Automatic clustering for self-organizing grids

Abstract

A cluster of nodes, comprising: a plurality of nodes, each having a security policy, and being associated task processing resources; a registration agent configured to register a node and issue a node certificate to the respective node; a communication network configured to communicate certificates to authorize access to computing resources, in accordance with the respective security policy; and a processor configured to automatically dynamically partition the plurality of nodes into subnets, based on at least a distance function of at least one node characteristic, each subnet designating a communication node for communicating control information and task data with other communication nodes, and to communicate control information between each node within the subnet and the communication node of the other subnets.

Claims

1. A non-transitory computer-readable medium storing executable instructions that, in response to execution, cause a processor of a first node device within a first subnet to perform operations comprising: receiving, by the first node device, a node device certificate in response to a successful registration by a registration agent; using the node device certificate to retrieve role information; generating an access token from the node device certificate and retrieved role information; communicating, by the first node device, the access token to a second node device within a second subnet to authorize access to computing resources of the second node device in accordance with a security policy of the second node device provided that the access token has not expired, wherein the first subnet comprises a plurality of node devices based on a distance function of a node device characteristic, and wherein the second subnet comprises a plurality of node devices different from the node devices comprising the first subnet based on the distance function of the node device characteristic; and communicating, by the first node device, control information and task data to the second node device.
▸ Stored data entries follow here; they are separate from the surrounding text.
PR #4575, opened 2021-09-10
Blockbase: A different approach to navigation

scruffian:
In order to add social links to a navigation block (as suggested in https://github.com/Automattic/themes/pull/4482) using the Customizer, I believe we need a different approach to navigation. One problem with the current approach is that if a user edits their navigation in the Site Editor, edits can no longer be made in Customizer. Another issue is that our approach to the social menu needs significant rework by the user when they switch to the Site Editor.

This PR proposes a different approach:
- We create a new template part called "navigation"
- When a user edits their menus in the Customizer, we recreate the same menu in the template part created above

The major benefit of this approach is that we can build a navigation block for the Site Editor in any way we want. We can use the nav walker class to convert a PHP nav menu to a block nav menu. It's surprisingly simple!

The only downside with this approach is that if I edit the template via the Site Editor, or the Template editor, and edit it again in the customizer, or menus screen, my previous changes would be overwritten.

To test:

- Switch to Blockbase (or any blockbase family theme)
- Create a menu at the "social" location
- Confirm that social links are added to the navigation

Still to do:
- Get the social links to display on the same line as the primary navigation
- Get the preview in customizer to update in real time (this is an issue with the current approach)


mikachan:
I've tested this with Blockbase by adding a menu to the 'social' location. Everything seems to work great - it works at all resolutions and I'm able to edit it via the Menus section and the Customizer. Here's what I'm seeing:

Desktop:
Screenshot 2021-09-15 at 11 46 25

Small resolutions:
Screenshot 2021-09-15 at 11 47 34

Sorry I haven't got any more meaningful feedback... I also didn't see any errors or warnings while testing.

kjellr:
I'm getting some errors when trying to run this PR on a fresh site: 

Screen Shot 2021-09-16 at 7 56 37 AM

scruffian:
@kjellr  I can't replicate that, but I've added a commit which I hope will address it. How did you get to an "fresh site" state?

kjellr:
All sorted out now. This works great! The only small thing I noticed is that if you enter an email address/`mailto` link, it creates just a standard custom link block, not a mail one.

draganescu:
Howdy! This is cool. Nevertheless it feels like a serious workaround, a very specific implementation of this theme's need. I wonder how could the navigation block change to allow one to implement "universal theme blocks-in-menus" easier?

There is ongoing effort to change how the navigation block stores its data. It would be lovely if we could chime in with the theme challenges, described in detail, so that the foundational design of the block (which is still evolving) takes them into account as early as possible.

scruffian:
Closing in favour of https://github.com/Automattic/themes/pull/4482

PR #4581, opened 2021-09-14
Geologist: Update tertiary color

kjellr:
Just a minor update: I'd like to update the tertiary color for Geologist slightly so it has better contrast against the primary and secondary colors. 

Screen Shot 2021-09-14 at 8 33 07 AM


scruffian (approved):
LGTM

PR #4582, opened 2021-09-14
Add batch utility to build a .org compatible .zip of themes

pbking:
Use the command `npm run batch:build:zip:all` to build .org compatible zip files ready for upload for all eligible themes (meaning, themes with `package.json` files).

OR use the command 'npm run batch:build:zip:changed` to build the zip files ONLY for those eligible themes that have had changes since the divergence from trunk.

Zip files follow the pattern `/build/THEMENAME_VERSION/THEMENAME.zip`


mikachan (commented):
I don't have much to add but I think this is really cool... I tested it out (both the all and changed options) and everything worked as you described!

PR #4601, opened 2021-09-14
An attempt to fix the theme check sanitization errors in Blockbase

### LINKED ISSUE #4415: Blockbase: sanitization of fonts and color customization
Upon submitting Blockbase 1.2.0 to the dotorg theme repo, the results from the theme check provided these errors: 

```
REQUIRED: Found a Customizer setting called
'color_palette' in wp-customize-color-palettes.php that did not have a sanitization callback function. Every call to the add_setting() method needs to have a sanitization callback function passed.

REQUIRED: Found a Customizer setting called $global_styles_setting ) in wp-customize-colors.php that did not have a sanitization callback function. Every call to the add_setting() method needs to have a sanitization callback function passed.
Line 113: $wp_customize->add_setting( $global_styles_setting );

REQUIRED: Found a Customizer setting called $global_styles_setting ) in wp-customize-fonts.php that did not have a sanitization callback function. Every call to the add_setting() method needs to have a sanitization callback function passed.
Line 356: $wp_customize->add_setting( $global_styles_setting );
```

2. The non-transitory computer-readable medium of claim 1, further comprising instructions that, in response to execution, cause the processor of the first node device to perform operations further comprising: designating a set of preferred node devices for allocation of portions of a task, wherein the second node device is included in the preferred node devices.

3. The non-transitory computer-readable medium of claim 1, further comprising instructions that, in response to execution, cause the processor of the first node device to perform operations further comprising: designating a set of preferred node devices for allocating portions of a task, wherein the designated set is based on both the task and a partitioning algorithm based on the distance function of the node device characteristic.

4. The non-transitory computer-readable medium of claim 3, wherein the node device characteristic includes a pairwise communication latency between respective node devices.

5. The non-transitory computer-readable medium of claim 1, wherein the second node device controls each node device within the second subnet.

6. The non-transitory computer-readable medium of claim 1, wherein the second node device communicates control information between each node device within the second subnet and the plurality of node devices of the plurality of subnets.

7. The non-transitory computer-readable medium of claim 1, wherein the node device characteristic comprises a link delay metric.

8. The non-transitory computer-readable medium of claim 7, wherein the first subnet and the second subnet are dynamically control led based on current conditions that are determined at least in part by proactive communications that include a heartbeat message.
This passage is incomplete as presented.